== RECORDS SUPPLIED ==
PR #2439, opened 2021-06-02
Allow CI to run when pushing to a branch

oprypin:
The motivation is that contributors currently have no good way to test their changes before opening a pull request.

### DIFF
--- a/.github/workflows/tox.yml
+++ b/.github/workflows/tox.yml
@@ -1,14 +1,6 @@
 name: CI
 
-on:
-  push:
-    branches:
-      - master
-    tags:
-      - '**'
-  pull_request:
-    branches:
-      - '**'
+on: [push, pull_request]
 
 jobs:
   test:


oprypin:
When trying some change to MkDocs, I have no good way to run CI / tests with GitHub Actions without opening a pull request. Which maybe I don't want to open if it turns out that my change has big problems on other platforms.

So, what I usually do is push a branch to my repo that has both the relevant change and this edit to the workflow file just so it doesn't block my push from being tested. Which I later need to undo before opening a PR.
Other times I may not bother to do that and end up having to scramble for a fix in an already-open PR.

I've also been watching @waylan for a while - opening a pull request, not waiting for any comments, then merging it. The first time I saw that I perceived it as rude. But after thinking for some time, I realize, could it be that the biggest reason for doing this was just to be able to run GitHub Actions CI?

The thing is, it doesn't have to be this way. This configuration change can just be applied permanently with no real downsides.
Well, there is actually a slight downside - it's that a commit will be tested twice: first as a push in the contributor's repo, then as a pull request. Which is obviously wasteful and some people find it annoying, but it's not our fault that GitHub does not provide a good solution to this.
Anyway, all my repositories and also all projects where I'm a major contributor do it that way too. [One example.](https://github.com/crystal-lang/crystal/blob/fc8ae1e93bc88f63339cf2967f2d69dce4166548/.github/workflows/win.yml#L3)

oprypin:
Further notes why I remove other parts.

Note that [as per the docs](https://docs.github.com/en/actions/reference/workflow-syntax-for-github-actions#onpushpull_requestbranchestags), the list `on.<push|pull_request>.<branches|tags>` is exhaustive.

```yaml
on:
  push:
    branches:  
      - master
```
As I want to change this to all branches, this becomes '**', making this whole specification mean "on any push", and not specifying anything is also "on any push"
```yaml
    tags:
      - '**'
  pull_request:
    branches:
      - '**'
```
As pull requests only apply to branches, this specification just means "on any pull request", and not specifying anything is also "on any pull request"

waylan:
The reason for the current setup is that as a policy (which I don't think is fully documented) we do not want any other branches created on this repo. Branches should only be created in the contributor's fork. Additionally, no commits should ever be pushed directly to the master branch. All changes must be run through CI first. Therefore, the current config forces all contributors (including those with full privileges) to always make changes on branches on their own forks and then use those to create PRs. So yeah, sometimes I may make a change which I do not see any need to get feedback on. But I still need to create a PR to ensure it runs through CI before committing. However, I won't wait for comments and merge it once CI is done. Other times I will wait for comments. If depends on what the changes are.

Personally, I have no interest in changing that policy. Of course, we could keep that policy and still make this change. However, with this change we are not "forced" to follow the policy, which I'm not crazy about.

Regardless, I'm not sure I understand the purpose of this change. Apparently, you want to be able to run CI on branches on your own fork? Why not just create a PR within your own fork against master of your fork? Personally, I don't want CI running on my own fork every time I push a change. CI should only run when I create a PR. And as a PR will always be against `master` (either of my fork or of this repo), then this change is unnecessary.

oprypin:
Regarding most of the first paragraph: I don't think any of this is relevant. Stopping people from being able to run CI doesn't stop them from pushing to master.

> But I still need to create a PR to ensure it runs through CI before committing.

Again not really related.
As I'm trying to explain, creating a PR is not a requirement for running through CI.
Moreover, creating a PR doesn't actually ensure anything, you could just merge it immediately.

> Apparently, you want to be able to run CI on branches on your own fork

Yeah for sure!
Would be really nice to not need to create these commits over and over.
https://github.com/oprypin/mkdocs/commits/90ea7f5afad5097e4fb34e18e6c01e95b232a9a4
https://github.com/oprypin/mkdocs/commits/ff1df7611f9e48cda6ad9f4d84bcba66bcdcd367
https://github.com/oprypin/mkdocs/commits/5987a59008d6081d75c74231114a087ca417f47c
https://github.com/oprypin/mkdocs/commits/777e7493dc3908c022acc7af6fa6708803dad97e

> Why not just create a PR within your own fork against master of your fork

~~No, excuse me. Why not just *not* completely fill my thread history with garbage?~~

Having garbage PRs in my history is a big reason why not.
I'd rather create a commit than create a PR, anyway.

waylan:
> > Why not just create a PR within your own fork against master of your fork
> 
> ~No, excuse me. Why not just _not_ completely fill my thread history with garbage?~
> 
> Having garbage PRs in my history is a big reason why not.
> I'd rather create a commit than create a PR, anyway.

Whats the difference? Personally, I never even look at the PR history in my own personal fork. If I needed to run CI privately, creating a PR on my personal fork is the best place to do it. It will never bother me as I never look there.

What I don't want is for CI to run *every single time I make a commit* which will fill my CI history with garbage. It should only run when I explicitly want it to run. And that is already possible by limiting runs to PRs.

== YOUR ASSIGNMENT ==
In the listing above, find the line with "Again not really related." and the line with "Yeah for sure!", then print exactly those two lines and every line between them, and nothing more.

== WRITTEN REPLY ==
Again not really related.
As I'm trying to explain, creating a PR is not a requirement for running through CI.
Moreover, creating a PR doesn't actually ensure anything, you could just merge it immediately.

> Apparently, you want to be able to run CI on branches on your own fork

Yeah for sure!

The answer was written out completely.